„STIMMMT SO“ … ? | Trinkgeld lässt tief in die Seele des Gebers blicken

Einmal davon abgesehen, dass sich manche Menschen auch heute immer noch die absurde Frage stellen „Soll ich ein Trinkgeld geben?“, stehen wir in der Gastronomie, beim Frisör, in Hotels oder gegenüber TaxifahrerInnen vor der Frage, was ein angemessenes Trinkgeld für die erbrachte Leistung ist. Natürlich kann man Zufriedenheit nicht in einem Geldbetrag ausdrücken und grundsätzlich wäre es tatsächlich besser, MitarbeiterInnen würden von vornherein angemessen bezahlt werden, aber leider ist dem nicht so und nicht nur in nordafrikanischen Regionen, auch in den USA und vielen anderen Ländern gehört es zum gesellschaftlichen Konsens, stets ausreichend Trinkgeld zu hinterlassen, leben doch viele Menschen mit ihren Familien vom alten Brauch des „Tipping“.

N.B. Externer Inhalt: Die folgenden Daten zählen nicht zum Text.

Issue #275, opened 2023-12-18
Internal CI performance tests time out


anyzelman:
Since latest merge ( #264 ) . Should investigate the cause and eliminate any bug that may have been introduced.

anyzelman:
Last successful perftests by the internal CI was three weeks ago, indeed just prior to merging #264, job ID 124139. Back then running the performance tests took 40 minutes. The present time-out happens at ~2 hours. Manually running the performance tests shows no obvious issue.

I've now replicated the data sets available in the CI and started a timed run. If the timing is indeed at 2+ hours, I'll compare the log versus that of the last successful run in the CI to see if e.g. new tests were added, and if not, to see what tests run significantly slower since then.

anyzelman:
What I will note though is that parsing cit-HepTh.txt is extremely slow, I surmise due to the use of indirect mapping. However, this behaviour should also be incurred prior to the merge of #264. Nevertheless, noting it here in case of running out of more likely culprits.

anyzelman:
> What I will note though is that parsing cit-HepTh.txt is extremely slow, I surmise due to the use of indirect mapping. However, this behaviour should also be incurred prior to the merge of #264. Nevertheless, noting it here in case of running out of more likely culprits.

This one is actually confirmed to be the issue. Tracking down what happened...

anyzelman:
Hypothesis: now the buildMatrixUnique with random access iterators is enabled, rather than the purely sequential one. This then triggers issue #276, which then, in turn, runs in the issue that the parallelised reads are orders of magnitude slower than the sequential one. Trying to confirm this hypthesis first.

anyzelman:
> Hypothesis: now the buildMatrixUnique with random access iterators is enabled, rather than the purely sequential one. This then triggers issue #276, which then, in turn, runs in the issue that the parallelised reads are orders of magnitude slower than the sequential one. Trying to confirm this hypthesis first.

disproved.

Unlikely hypothesis, but checking it anyway: the old benchmark ignored the indirect mapping request

anyzelman:
> > Hypothesis: now the buildMatrixUnique with random access iterators is enabled, rather than the purely sequential one. This then triggers issue #276, which then, in turn, runs in the issue that the parallelised reads are orders of magnitude slower than the sequential one. Trying to confirm this hypthesis first.
> 
> disproved.
> 
> Unlikely hypothesis, but checking it anyway: the old benchmark ignored the indirect mapping request

[...]

PR #277, opened 2023-12-18
275 matrix file iterator should include properties by reference

anyzelman:
The MatrixFileIterator for void-valued nonzero types copied-by-value the matrix properties. It should instead hold a reference to those properties. This manifested as a performance bug in `develop` after MR #264 that caused our internal CI to take more than 2 hours on a cursory performance test suite, instead of roughly 40 minutes.

MR #264 itself contained no issues-- all it did was include a programming pattern that kept re-creating an end-iterator, which, in turn, kept creating deep copies of the maps in the matrix file property class. Those maps furthermore are only populated when in indirect parsing mode.

This MR fixes the bug and includes code style fixes to the matrix parser files.

### DIFF
--- a/include/graphblas/utils/parser/matrixFileIterator.hpp
+++ b/include/graphblas/utils/parser/matrixFileIterator.hpp
@@ -720,7 +720,7 @@ namespace grb {
 						}
 						return buffer[ pos ].second;
 					}
-				};
+			};
 
 			/** An iterator over nonzeroes in the matrix file. Pattern matrix specialisation. */
 			template< typename S >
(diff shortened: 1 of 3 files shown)


anyzelman:
Code review OK. Checked that it fixes issue #275 . GitHub CI OK. Smoke tests without LPF OK. Waiting smoke tests with LPF and waiting internal CI before merge.

anyzelman:
Smoke tests with LPF OK, waiting internal CI

anyzelman:
Internal CI OK, will merge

Dabei ist das Trinkgeld-Geben eher rassistisch im klassischen SInne, denn es stammt aus Zeiten, in denen die Aristokratie Teil von Zweiklassengesellschaften war und das Personal ab und an von der Herrschaft eine kleine finanzielle Zuwendung erhielt, wenn man / frau mit ihm zufrieden war. Diesen Anachronismus gibt es heutzutage nicht mehr, aber das Trinkgeld spielt immer noch seine gesellschaftliche Rolle. So fragte das Statistikportal STATISA 2019 die Deutschen „Wie viel Trinkgeld würden Sie – bei zufriedenstellendem Essen und Service sowie bei 50 Euro Rechnungssumme – geben?“.

Drei Viertel der Befragten gaben dabei an, in solchen Situationen zwischen zwei und fünf Euro extra zahlen zu wollen. 13 Prozent gaben sogar weniger zwei Euro und drei Prozent der von STATISA-Befragten erklärten, generell kein Trinkgeld zu geben. Heißt: in Deutschland hat sich überwiegend das wohlwollende Aufrunden von rund zehn Prozent der Rechnungssumme etabliert, was auch Clemens Graf von Hoyos, CEO der Knigge Akademie, gegenüber dem SPIEGEL bestätigte. Er wies auch darauf hin, dass es In Europa bezüglich der Prozentsätze ein starkes Nord-Süd-Gefälle gebe: Während in Südeuropa mitunter mehr „spendiert“ werde, gebe man in skandinavischen Ländern weniger Trinkgeld.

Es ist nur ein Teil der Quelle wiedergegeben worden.